__PROVIDED RECORDS__:
PR #832, opened 2020-10-21
Creates `issuedCurrencyPayment` method on `IssuedCurrencyClient`

amiecorso:
This PR creates the `issuedCurrencyPayment` method on the `IssuedCurrencyClient`.
`issuedCurrencyPayment` covers creating, sending, and redeeming issued currencies (all of which are the same transaction type) but does not (yet) cover cross-currency payments (sending issued currency -- or XRP -- such that the recipient actually ends up receiving a different currency) or currency exchanges (a cross-currency payment made to oneself).

This method will become the private workhorse behind more opinionated, public APIs, that all share the same underlying transaction type:
- `createIssuedCurrency`
- `sendIssuedCurrencyPayment`
- `redeemIssuedCurrency`
- `sendCrossCurrencyPayment`
- `exchangeCurrency`

Which of the above functionality is achieved by the issued currency payment depends on the value of parameters:
(note cross-currency payments and currency exchange not yet described here)

Case - ALL:
-  The destination address is NOT the same as the sending address of the transaction.
-  (This should only be true for currency exchange payments, which is a cross-currency payment to yourself.)
-   The SendMax field (if present) should always indicate the same currency and issuer as the Amount field... otherwise, it would be considered a cross-currency payment (which are triggered by different currencies in Amount v.s. SendMax fields).
- SendMax values are not parameterized here, and are instead derived from the provided values for issuer, currency, etc., therefore this method is incapable of initiating a cross-currency payment.

Case - Creating an issued currency:
-  The sending address of the transaction is the same address as the issuer of the `Amount` field.
-   No SendMax field is required because the Transfer Fee doesn't apply to transactions in which the originator or the destination address is the same as the issuer. (you don't get charged to handle your own money, or let your customers redeem their money with you.)

Case - dispensing an issued currency from an operational address (https://xrpl.org/issuing-and-operational-addresses.html):
-   The sending address (an operational address) is not the same address as the issuer of the `Amount` field
-   Issuer needs to allow rippling (https://xrpl.org/rippling.html).
-  A SendMax field is required here, because the transfer fee will apply as the sender of this txn is not the issuer.

Case - sending an issued currency payment from one XRPL address to another:
-  Identical to dispensing an issued currency from an operational address (which is just making an issued currency payment)

Case - redeeming an issued currency with the issuer:
-  The destination address is the same address as the issuer of the `Amount` field.
-  No SendMax field is required because the Transfer Fee doesn't apply (see first Case above)

### Context of Change
IOU effort

### Type of Change

## Before / After
`IssuedCurrencyClient` can issue, move and redeem issued currencies.

## Test Plan
Extensive integration tests added, and some unit tests for checking address formats.

## Future Tasks

Consider restructuring this logic by splitting into separate methods for each of issue/move/redeem.  Consider parameterizing this method further such that it becomes capable of cross-currency payments, and then create facades for the distinct cases by wrapping this core method.


test/XRP/issued-currency-client.test.ts
```diff
@@ -583,4 +584,77 @@ describe('Issued Currency Client', function (): void {
...
+        testAddress,
+        'FOO',
+        testClassicAddress,
+        '100',
+        0.5,
+      )
+      .catch((error) => {
+        assert.equal(error.errorType, XrpErrorType.XAddressRequired)
+      })
+  })
```
mvadari, line 659: Maybe add a failing case here

src/XRP/issued-currency-client.ts
```diff
@@ -379,4 +385,163 @@ export default class IssuedCurrencyClient {
...
+   *
+   *      A SendMax field is required here, because the transfer fee will apply as the sender of this txn is not the issuer.
+   *
+   *
+   * Case - sending an issued currency payment from one XRPL address to another:
+   *      Identical to dispensing an issued currency from an operational address (which is just making an issued currency payment)
+   *
+   *
+   * Case - redeeming an issued currency with the issuer:
+   *      The destination address is the same address as the issuer of the `Amount` field.
```
tedkalaw, line 431: > The specific case depends on the relationship among the parameters.

this is pretty intense

the downside with this is you have to rely on documentation and your knowledge of how the parameters interact in order to get things done, as opposed to a more opinionated api.

i can't tell yet if we actually want more abstract apis for each of these functions (i feel like if i were building a DEX or gateway that used this stuff, i would want them), but either way we would probably want a lower-level escape hatch so it seems reasonable for this function to be public.

if you *really* wanted the mega function, one way you could enforce some exclusivity with the type system would be to do something like

```
interface CaseOne {
  destination: string,
  transferFee: number,
}

interface CaseTwo {
  destination: string,
  mutuallyExclusiveField: number
}

type SendIssuedCurrencyOptions = CaseOne | CaseTwo

function sendIssuedCurrency(options: SendIssuedCurrencyOptions) ...
```

not sure if there's a sufficient number of combinations for this to be useful, though.

in the future, it might be good to make PRs that focus on the individual cases instead of doing it all at once. there might be some overlap in what earlier PRs implement, but it's easier to follow

src/XRP/issued-currency-client.ts
```diff
@@ -379,4 +385,163 @@ export default class IssuedCurrencyClient {
...
+   *                    The transfer fee associated with the issuing account, expressed as a percentage. (i.e. a value of .5 indicates a 0.5% transfer fee).
+   */
+  // TODO: (acorso) make this private if/when incorporated into higher level convenience methods
+  // TODO: (acorso) consider using an object for potentially long list of params
+  public async sendIssuedCurrency(
+    sender: Wallet,
+    destinationAddress: string,
+    currency: string,
+    issuer: string,
+    value: string,
```
tedkalaw, line 451: `amount`? 

also i noticed `send` is a `BigInteger | number | string` - do you expect us to offer an interface like that here as well?

src/XRP/issued-currency-client.ts
```diff
@@ -379,4 +385,163 @@ export default class IssuedCurrencyClient {
...
+    payment.setAmount(amount)
+
+    if (!(transferFee === undefined)) {
+      // Construct SendMax - value should be intended amount + relevant transfer fee
+      // Note that a transfer fee doesn't apply if the source address (of this transaction) and the issuing address of the currency being
+      // sent are the same (i.e. issuer sending currency directly) OR if the issuer of the currency and the destination are the same
+      // (i.e. redeeming an issued currency).
+      // However, it also doesn't hurt to include a SendMax field, it just won't nd up being used (added this to questions just to make sure).
+
+      const numericValue = Number(value)
```
tedkalaw, line 513: what if the number is a big integer? is it not possible to send big integer amounts of issued currencies?

src/XRP/issued-currency-client.ts
```diff
@@ -379,4 +385,163 @@ export default class IssuedCurrencyClient {
...
+      const sendMaxValue = Math.ceil((1 + transferFee / 100) * numericValue)
```
tedkalaw, line 514: can you leave a comment explaining why you're doing this calculation

test/XRP/issued-currency-client-integration.test.ts
```diff
@@ -417,4 +420,395 @@ describe('IssuedCurrencyClient Integration Tests', function (): void {
...
+      operationalWallet,
+      customerWallet.getAddress(),
+      'FOO',
+      issuerWallet.getAddress(),
+      '100',
+      0.5,
+    )
+
+    console.log('Result of sending transaction WITH sendmax')
+    console.log(transactionResult)
```
tedkalaw, line 751: remove?

test/XRP/issued-currency-client.test.ts
```diff
@@ -583,4 +584,77 @@ describe('Issued Currency Client', function (): void {
...
+        this.wallet,
+        testClassicAddress,
+        'FOO',
+        testAddress,
+        '100',
+        0.5,
+      )
+      .catch((error) => {
+        assert.equal(error.errorType, XrpErrorType.XAddressRequired)
+      })
```
tedkalaw, line 635: can we use `try/catch` here instead of a promise?

test/XRP/issued-currency-client.test.ts
```diff
@@ -583,4 +584,77 @@ describe('Issued Currency Client', function (): void {
...
+        this.wallet,
+        testAddress,
+        'FOO',
+        testClassicAddress,
+        '100',
+        0.5,
+      )
+      .catch((error) => {
+        assert.equal(error.errorType, XrpErrorType.XAddressRequired)
+      })
```
tedkalaw, line 658: same here

test/XRP/issued-currency-client-integration.test.ts
```diff
@@ -417,4 +420,395 @@ describe('IssuedCurrencyClient Integration Tests', function (): void {
     assert.equal(createdTrustLine.limit, trustLineLimit)
     assert.equal(createdTrustLine.currency, trustLineCurrency)
   })
+
+  // TODO: (acorso) can any addresses be created in `before` and reused?  Can any test cases be combined?
```
tedkalaw, line 424: it's good to have tests be simple and focused if you find yourself trying to figure out how to given/when/then it, your test is probably doing too much

test/XRP/issued-currency-client-integration.test.ts
```diff
@@ -417,4 +420,395 @@ describe('IssuedCurrencyClient Integration Tests', function (): void {
...
+  it('sendIssuedCurrency - issuing issued currency, combined cases', async function (): Promise<
```
tedkalaw, line 425: this function is extremely core to `issuedCurrencyClient` is half the code in this test - could we put this in its own file? `issued-currency-client-sendissuedcurrency` or something?

src/XRP/issued-currency-client.ts
```diff
@@ -379,4 +385,163 @@ export default class IssuedCurrencyClient {
...
+    // Note that the destinationTag doesn't need to be explicitly set here, because the ripple-binary-codec will decode this X-Address and
+    // assign the decoded destinationTag before signing.
+    payment.setAmount(amount)
+
+    if (!(transferFee === undefined)) {
+      // Construct SendMax - value should be intended amount + relevant transfer fee
+      // Note that a transfer fee doesn't apply if the source address (of this transaction) and the issuing address of the currency being
+      // sent are the same (i.e. issuer sending currency directly) OR if the issuer of the currency and the destination are the same
+      // (i.e. redeeming an issued currency).
+      // However, it also doesn't hurt to include a SendMax field, it just won't nd up being used (added this to questions just to make sure).
```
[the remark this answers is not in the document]
amiecorso: I think I might end up stripping this comment out eventually but good just in case

test/XRP/issued-currency-client-integration.test.ts
```diff
@@ -417,4 +420,395 @@ describe('IssuedCurrencyClient Integration Tests', function (): void {
...
+    void
+  > {
+    this.timeout(timeoutMs)
+    // GIVEN two existing, funded testnet accounts serving as an issuing address and operational address, respectively
+    const issuerWallet = await XRPTestUtils.randomWalletFromFaucet()
+    const operationalWallet = await XRPTestUtils.randomWalletFromFaucet()
```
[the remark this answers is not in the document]
amiecorso: sweet - I made an Asana task here to do an audit of the `IssuedCurrencyClient` integration tests all at once, and find the best structure for minimizing wallet creation, such as separate test files and re-use as much as possible: https://app.asana.com/0/1190819649053561/1198956705900885/f

I think it'll make more sense to do this all at once.

test/XRP/issued-currency-client.test.ts
amiecorso: what do you mean?

amiecorso: added

src/XRP/issued-currency-client.ts
```diff
@@ -379,4 +385,163 @@ export default class IssuedCurrencyClient {
...
+   * @param issuer The issuing address of the issued currency being sent.
+   * @param value The amount of issued currency to send.
+   * @param transferFee Optional - can be omitted if sender address or destinationAddress are the same address as the issuer.
+   *                    The transfer fee associated with the issuing account, expressed as a percentage. (i.e. a value of .5 indicates a 0.5% transfer fee).
+   */
+  // TODO: (acorso) make this private if/when incorporated into higher level convenience methods
+  // TODO: (acorso) consider using an object for potentially long list of params
+  public async sendIssuedCurrency(
+    sender: Wallet,
+    destinationAddress: string,
```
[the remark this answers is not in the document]
amiecorso: sure can

src/XRP/issued-currency-client.ts
amiecorso: So the notes on this method definitely make it seem particularly intense... (I plan to remove these soon enough).  I think we may want to expose a more opinionated API, because that will help make it clear what information needs to be provided for each case.  For example, if you want to issue some new issued currency, the API simply won't ask you for the transfer fee, because it does not apply in this case.  Similarly, if you want to redeem some issued currency, it simply won't ask you for the destination, because it'll use the same address as for `issuer` as the destination and error if there's a problem.

I think it may make sense to leave this private... but if we are able to expose all possible parameters that one *might* want to use for each distinct use case, I think we could make this the private workhorse underpinning all of those cases.

src/XRP/issued-currency-client.ts
amiecorso: that's a good question... I suppose we could allow for working with any of those types, even though they'll be converted to a string for submission to the network.  I'll make an asana ticket for this for the moment: https://app.asana.com/0/1190819649053561/1198956705900887/f

src/XRP/issued-currency-client.ts
amiecorso: will fix this when we add support for big integers etc.

src/XRP/issued-currency-client.ts
amiecorso: yar

amiecorso: this was good actually, I made this way more precise by revisiting.  The original implementation would have potentially created `sendMax` values that were much larger than necessary.  Even though it actually shouldn't typically matter if the `sendMax` value is much larger than what will actually be sent (because rippled will only apply the relevant transfer fees and take no more than that) - it could be a problem if the `sendMax` value is unreasonably high AND someone is trying to make a cross-currency payment that may involve some offers in the DEX that have unreasonably high transfer fees... it would just gobble up those expensive offers because it CAN because it has a high `sendMax`, potentially unbeknownst to the user.

amiecorso: with this implementation, the `sendMax` value should be as tight as possible while still achieving its purpose

test/XRP/issued-currency-client-integration.test.ts
amiecorso: ah ty

test/XRP/issued-currency-client.test.ts
amiecorso: mm yep will do that in all of these tests

test/XRP/issued-currency-client-integration.test.ts
amiecorso: yeah... I feel like all of these tests are going to change very soon when I instead implement specific, opinionated APIs / I made that Asana task for a full audit of these issued currency client tests... lemme think about this for a second.

src/XRP/issued-currency-client.ts
tedkalaw: cool, that sounds reasonable to me. will comment on the naming possibilties in slack

src/XRP/protobuf-wrappers/xrp-issued-currency.ts
```diff
@@ -1,3 +1,9 @@
+// TODO: friends - should we consider renaming this class as `XrplIssuedCurrency`?  (I mean... all of these wrapper classes should really
```
tedkalaw, line 1: yeah, i think that's a good thing to do - definitely a confusing name. 

want to make a new task to track it? doesn't seem like the most pressing thing ever but a good chore for sure. i'm happy to do it

test/XRP/issued-currency-client-integration.test.ts
tedkalaw: nah this is cool for now. let's roll with this and figure out a better plan for how we organize tests - this is a grander problem in the sdk

tedkalaw (approved):

src/XRP/protobuf-wrappers/xrp-issued-currency.ts
mvadari: ++

mvadari (approved):

src/XRP/protobuf-wrappers/xrp-issued-currency.ts
amiecorso: i'll make a task!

__PROBLEM DESCRIPTION__: Where the word "making" occurs in a line of the records, copy that line.

__ANSWER BELOW__:
-  Identical to dispensing an issued currency from an operational address (which is just making an issued currency payment)
+   *      Identical to dispensing an issued currency from an operational address (which is just making an issued currency payment)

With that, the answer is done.